# Two red foots together?



## Gary20 (Sep 4, 2016)

Hello everyone!
I have finally decided to get another tortoise. I have done quite a bit of research and decided to get a red foot. The warm, humid Miami climate is most similar to their home climate so I would keep them outdoors year round (unless it gets under 65). While researching, I have read that generally you should not to keep two tortoises together but almost every article excluded red/yellow foots from that rule. I can't find anything that explicitly says red foots are friendly and can be kept in pair. My question is: Can they be kept in pairs?


----------



## ZEROPILOT (Sep 4, 2016)

In general....No. Not for most species.
However, I also keep Redfoot. Also outdoors and also in south Florida.
Redfoot are usually calmer than most and I say that if you have a very large enclosure you CAN keep two females together. I mean large. Like at least 20 feet by 20 feet and with hides and plants, etc.
With a male in the mix, you'll need at least two females and even more room and areas for the females to retreat.
Some males are relentless love machines.
I keep a male and 3 females together. And I've kept females together without males even easier.
I have a YOUTUBE video called:
"Florida easy Redfoot pen"
You may get some tips from it.


----------



## ZEROPILOT (Sep 4, 2016)

I have two outdoors tortoise doghouses that I don't need.
If you want one or both, let me know and come get them.
I'm in Sunrise 33322


----------



## Gary20 (Sep 4, 2016)

Thanks for your reply. The only problem is that the dealer I will be getting the red foots from (snakes at sunset) only sells hatchlings 2"-3" long and I know you can't sex them until they're almost full grown. Should I just bite the bullet and get two and possibly build two pens later or just get one? Around what age/size do they start displaying mating signs?


----------



## naturalman91 (Sep 4, 2016)

Gary20 said:


> Thanks for your reply. The only problem is that the dealer I will be getting the red foots from (snakes at sunset) only sells hatchlings 2"-3" long and I know you can't sex them until they're almost full grown. Should I just bite the bullet and get two and possibly build two pens later or just get one? Around what age/size do they start displaying mating signs?

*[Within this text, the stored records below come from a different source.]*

PR #571, opened 2019-12-17
write features to master UFOs _before_ applying master custom parameters

moyogo:
Otherwise, the 'Replace Feature' custom parameter will not work for masters, as it finds the features.fea text empty.


Lib/glyphsLib/builder/builders.py
```diff
@@ -241,7 +244,6 @@ def masters(self):
                 for source in self._sources.values():
                     source.font.lib["public.skipExportGlyphs"] = skip_export_glyphs
 
-        self.to_ufo_features()  # This depends on the glyphOrder key
```
madig: Why remove the comment?

anthrotype:
closing as superseded by https://github.com/googlefonts/glyphsLib/pull/640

i'd just get 1. unless you plan on building 2 pens from the start and keep separated. problems could arise quicker then you build a second pen 

if your wanting a particular sex like male or female why not go through a different source? Tortoisesupply.com has sexed redfoots and are trust worthy


----------



## Gary20 (Sep 4, 2016)

The torts at tortoise supply look great but I'd rather buy my tortoise in person and the dealer is really awesome. It's literally four blocks from my house and it's where I got my first tort, Percy.


----------



## ZEROPILOT (Sep 4, 2016)

Beverlys pet center in Hollywood often carries sub adults old enough to be sexed and shouldn't be far from you.
Also, CRAIGSLIST is a great source.
Your question was if two could be kept together.
Not if you should.
Maybe get one and make sure you are ready for more?
Naturalman had a great point. If you DO have issues with two, would you be ready for it?
It's easy for me. I've been keeping them for decades and I can set up another pen in a few hours.
Ideally, one tortoise or more than three...with just one male.
I'd hate to see you have issues.


----------



## Gary20 (Sep 5, 2016)

If I get some babies 2-3 inches long, how long would it take for them to start showing signs of sexual maturity? I'm thinking of getting two and at the first sign of bullying/fighting I will separate them. I do have the space and resources to build a second pen.


----------



## MPRC (Sep 5, 2016)

I don't recommend waiting until you have an issue and then separating. 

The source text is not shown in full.